Use an inexpensive dehydrator to make the most of a season's harvest, and to make sure your pantry is stocked with high quality, real ingredients.

persimmon-3

Dried fruit is often low quality, and laced with sugar, chemicals and preservatives. Plus, you don’t know when they were processed, and use-by dates are not very helpful. It’s easy to dry your own fruit using an inexpensive dehydrator, and the taste and nutritive value are much better than store-bought dried fruits.

My top reasons for drying my own fruit

  1. I control the quality of the fruit, and can ensure it was grown responsibly
  2. I can avoid chemicals and sweeteners
  3. I know when it was dried, and I use it while it’s still “fresh”
  4. If I have an abundance of fruit in my garden, drying is a great way to preserve it for later
  5. If you subscribe to a CSA, it’s an easy way to save fruit that would otherwise be wasted
  6. Dried fruit is an essential part of my emergency pantry stores, in case of earthquake (very likely where I am living now) or other natural disaster, or even if there is a prolonged power outage or road closure

What kind of dehydrator should you buy?

Some people will get good value out of buying an expensive dehydrator. Raw foodists use them all the time to create things like flatbreads and coconut “bacon.” For serious users, spending the money makes sense. But for basic drying, an inexpensive unit will work just fine. I bought mine at Costco for $35.

Last week my neighbor harvested apples from their tree and gave me a sack. I used some for juicing, and dried the rest. The fresh apples tasted kind of flat, but the dried version turned out really delicious and bursting with condensed apple flavor. They actually improved with drying.

I also put up some sliced bananas a few days ago, because I had bought too many and didn’t want them to go off. Today I am drying a bag of fresh cranberries and one very ripe fuyu persimmon that I’m not going to eat in time (sliced thinly and tossed with lemon, dried persimmon is not to be missed). It’s almost impossible to buy dried cranberries that have not been sweetened, so I’m glad to put some enembellished cranberries into my pantry.

I dry all of these fruits, plus herbs and veggies and sprouted nuts and grains, in my inexpensive dehydrator.

Some advice for drying fruit at home

  • If the fruit browns (oxidizes) when cut, toss the freshly cut fruit in a bit of lemon juice before drying. It enhances the flavor, but also keeps the fruit from turning an unappealing dull color. I do this to apples and bananas, for instance.
  • For cranberries, grapes or other berries with a tight skin, cut them in half and place them on a rimmed baking tray in an unheated oven for an our or two.
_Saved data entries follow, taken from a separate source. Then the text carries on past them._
PR #3556, opened 2020-08-31
Fix for theguardian.com and added garamlee500.github.io to dark websites

garamlee500:
Fixed issue where logo was not inverted for some articles

PR #3557, opened 2020-08-31

garamlee500:
Fix for theguardian.com where certain news articles (mainly comment/opinion) didn't have logo inverted. Example:
https://www.theguardian.com/commentisfree/2020/aug/31/the-rights-culture-war-politics-rightwing-fantasy-elections

### DIFF
--- a/src/config/dynamic-theme-fixes.config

Then use your dehydrator to dry them completely.
  • Cut fruit with a mandoline if possible. You need to get your slices as even and uniform in thickness as possible.
  • Store fruit in an airtight container. I avoid plastic whenever possible, so I usually keep mine in Mason jars in the pantry, away from heat and light.
  • Write the name of the fruit and the date of drying. Always label your containers! Dried apples look very much like dried parsnips, for instance…but dried parsnips do not improve oatmeal. Label it.
  • I hate the noise of the fan! If you have a safe place to put your machine while it’s in use that is out of earshot, do it. I often do my drying in the utility room. Don’t attempt to use your dehydrator outside, though.
  • Don’t like snacking on dried fruit? Me neither. But I am very happy to use dried fruit in cooking, baking and even pulverized into a powder and added as flavoring to sauces, condiments and even salad dressing. Adding dried fruit improves tagines, stewed veggies, cous cous, lentil salads, stuffing and more.